Alors que Turquie et Arménie entament un semblant de rapprochement, deux essais tentent de poser les conditions du dialogue entre deux voisins qui ne se connaissent pas.

Le 17 décembre 2009 - par Elisabeth Philippe

"Nous sommes tous des Hrant Dink”. C’est sous ce slogan que plus de cent mille Stambouliotes manifestèrent quelques jours après l’assassinat du journaliste Hrant Dink, Arménien de Turquie tué de trois balles dans la nuque par un ultranationaliste turc, le 19 janvier 2007.

Fondateur du journal bilingue Agos, “Sillon” en arménien, Hrant Dink a inlassablement creusé le sillon de la réconciliation entre Turcs et Arméniens, “deux peuples proches, deux voisins lointains” séparés par un gouffre : le génocide arménien de 1915, qui a coûté la vie à 1,2 million d’Arméniens et que les autorités turques nient toujours. Il voulait convaincre son pays de regarder autrement cet épisode du passé, avec pour seul résultat celui de subir les procès pour “insulte à l’identité turque”. Ironie tragique, sa mort, qui a soulevé une très vive émotion aussi bien du côté turc que du côté arménien, a amorcé un changement inédit dans les mentalités.
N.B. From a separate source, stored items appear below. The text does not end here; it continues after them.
PR #2679, opened 2025-07-17
KV Cache - first iteration

lucatume:
This objective of this first iteration of the key-value cache API is to provide a transparent API to store computationally intensive and possible large string values across requests.

When object-caching it's available the API will use it, else it will use a custom table with a pretty simple structure.

The unique API is the `tec_kv_cache()` function, see more in the documentation.

Following a WP VIP lead, I've set the minimum accepted expiration time to 300 seconds, 5 minutes, else this is not the cache to use.

Furthermore the cache key column is set to a length of 191 chars following the example of the `wp_postmeta.meta_key` column: 255 chars long, but only 191 are indexed. I've picked the lower value to play on the safe side.

The feature first application would be to adress an ET performance issue, but it comes with tests.

The current implementation is a first step to test the waters and has a dumb-cache approach that will work, but might end up storing redundant values. E.g.:
```
- my_plugin_all_items -> JSON array of 3 items
- my_plugin_item_23 -> JSON object representing item 23
- my_plugin_item_89 -> JSON object representing item 89
- my_plugin_item_66 -> JSON object representing item 66
```

The items `23, 66, 89` are repeated inside the `all_items` key, it's redundant.
_Some_ system avoiding this would be nice.

### DIFF
--- a/src/Common/Key_Value_Cache/Key_Value_Cache_Table.php
+++ b/src/Common/Key_Value_Cache/Key_Value_Cache_Table.php
@@ -1,0 +1,215 @@
+<?php
+/**
+ * The API of the key-value cache.
+ *
+ * @since TBD
+ *
+ * @package Common\Key_Value_Cache;
+ */
+
+namespace TEC\Common\Key_Value_Cache;
+
+use Exception;
+use TEC\Common\Key_Value_Cache\Table\Schema;
+use TEC\Common\StellarWP\DB\DB;
+
+/**
+ * Class Key_Value_Cache_Table.
+ *
+ * @since TBD
+ *
+ * @package Common\Key_Value_Cache;
+ */
+class Key_Value_Cache_Table implements Key_Value_Cache_Interface {
+	use Key_Value_Cache_Methods_Trait;
+
+	/**
+	 * Whether a key exists in the cache.
+	 *
+	 * This method tells nothing about the nature of the value, it only checks whether the key exists in the cache.
+	 *
+	 * @since TBD
+	 *
+	 * @param string $key The key to check.
+	 *
+	 * @return bool Whether the key exists in the cache.
+	 */
+	public function has( string $key ): bool {
+		$current_time = time();
+
+		try {
+			$exists = DB::get_var(
+				DB::prepare(
+					'SELECT COUNT(*) FROM %i WHERE `cache_key` = %s AND (`expiration` = 0 OR `expiration` > %d)',
+					Schema::table_name(),
+					$key,
+					$current_time
+				)
+			);
+		} catch ( Exception $e ) {
+			return false;
+		}
+
+		return $exists > 0;
+	}
+
+	/**
+	 * Returns a cached value if it exists.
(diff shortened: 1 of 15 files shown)


src/Common/Key_Value_Cache/Key_Value_Cache_Table.php
```diff
@@ -0,0 +1,215 @@
...
+	 *
+	 * @return bool Whether the key exists in the cache.
+	 */
+	public function has( string $key ): bool {
+		$current_time = time();
+
+		try {
+			$exists = DB::get_var(
+				DB::prepare(
+					'SELECT COUNT(*) FROM %i WHERE `cache_key` = %s AND (`expiration` = 0 OR `expiration` > %d)',
```
dpanta94, line 43: It seems like we dont support excpiration 0 anymore (5 mins min), so maybe we should amend the queries ?

src/Common/Key_Value_Cache/Key_Value_Cache_Table.php
```diff
@@ -0,0 +1,215 @@
...
+	public function set( string $key, string $value, int $expiration = 300 ): bool {
+		// Bail if the key is longer than 191 characters.
+		if ( strlen( $key ) > 191 ) {
+			return false;
+		}
+
+		if ( $expiration < 300 ) {
+			// To stick with WP VIP min requirements, we're not going to store values with an expiration under 5 minutes.
+			return false;
+		}
```
dpanta94, line 115: The silent failure is the desired approach ?

src/Common/Key_Value_Cache/Key_Value_Cache_Table.php
```diff
@@ -0,0 +1,215 @@
...
+
+		try {
+			DB::query( "TRUNCATE TABLE {$table_name}" );
+		} catch ( Exception $e ) {
+			do_action(
+				'tribe_log',
+				'error',
+				'Key Value Cache flush error: ' . $e->getMessage()
+			);
+		}
```
dpanta94, line 183: There is a truncate method available through stellarwp/schema. There is also an empty_table one which can help with avoiding Truncate during tests.

src/Common/Key_Value_Cache/Table/Schema.php
```diff
@@ -0,0 +1,87 @@
...
+use TEC\Common\StellarWP\Schema\Tables\Contracts\Table;
+
+/**
+ * Class Schema.
+ *
+ * @since TBD
+ *
+ * @package TEC\Common\Key_Value_Cache\Table;
+ */
+class Schema extends Table {
```
dpanta94, line 21: You can skip this, but we also provide an internal table contract at `TEC\Common\Integrations\Custom_Table_Abstract`.

For which you can provide a definition of columns and all the select/insert/update/delete queries would be provided to you by the `Custom_Table_Query_Methods` trait.

dpanta94 (changes requested):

En décembre 2008, des intellectuels ont publié une pétition d’excuses turques aux Arméniens pour “la Grande Catastrophe” de 1915 et, le 10 octobre dernier, les deux pays ont signé deux protocoles visant à rétablir leurs relations diplomatiques et à ouvrir la frontière arméno-turque, une esquisse du rapprochement pour lequel Hrant Dink s’est battu toute sa vie, à travers ses articles et ses livres.

Avec Deux peuples proches, deux voisins lointains, essai posthume, il analyse les racines de l’absence de relations entre Arménie et Turquie, malgré une histoire com­­mune millénaire. Pour Dink, le dialogue est impossible tant qu’il est pris en étau entre le traumatisme arménien et la paranoïa turque. Il ne juge pas ces deux “cas pathologiques”, mais les examine avec soin, tentant d’en sonder tous les symptômes : pourquoi les Arméniens, et notamment ceux de la diaspora, sont-ils si “obstinés à revendiquer la vérité”, allant jusqu’à confondre cette revendication avec l’identité arménienne ?

Pourquoi les Turcs vivent-ils dans la peur irrationnelle de se voir voler leurs terres par les Arméniens ou d’avoir à payer d’éventuelles réparations ? Pourquoi un tel déni de l’autre et de son histoire ?

Opérant sans cesse des allers-retours d’un point de vue à l’autre, Hrant Dink, parce qu’il combine “les deux parties du problème dans une même identité”, fonde son approche sur l’empathie, tout en faisant preuve d’une vigilance redoublée. Son écriture, travaillée par la recherche du mot juste, traduit son souci permanent de poser les termes d’un dialogue qui ne pourra se nouer, selon lui, que si la peur cède la place au désir, aux champs d’intérêts communs.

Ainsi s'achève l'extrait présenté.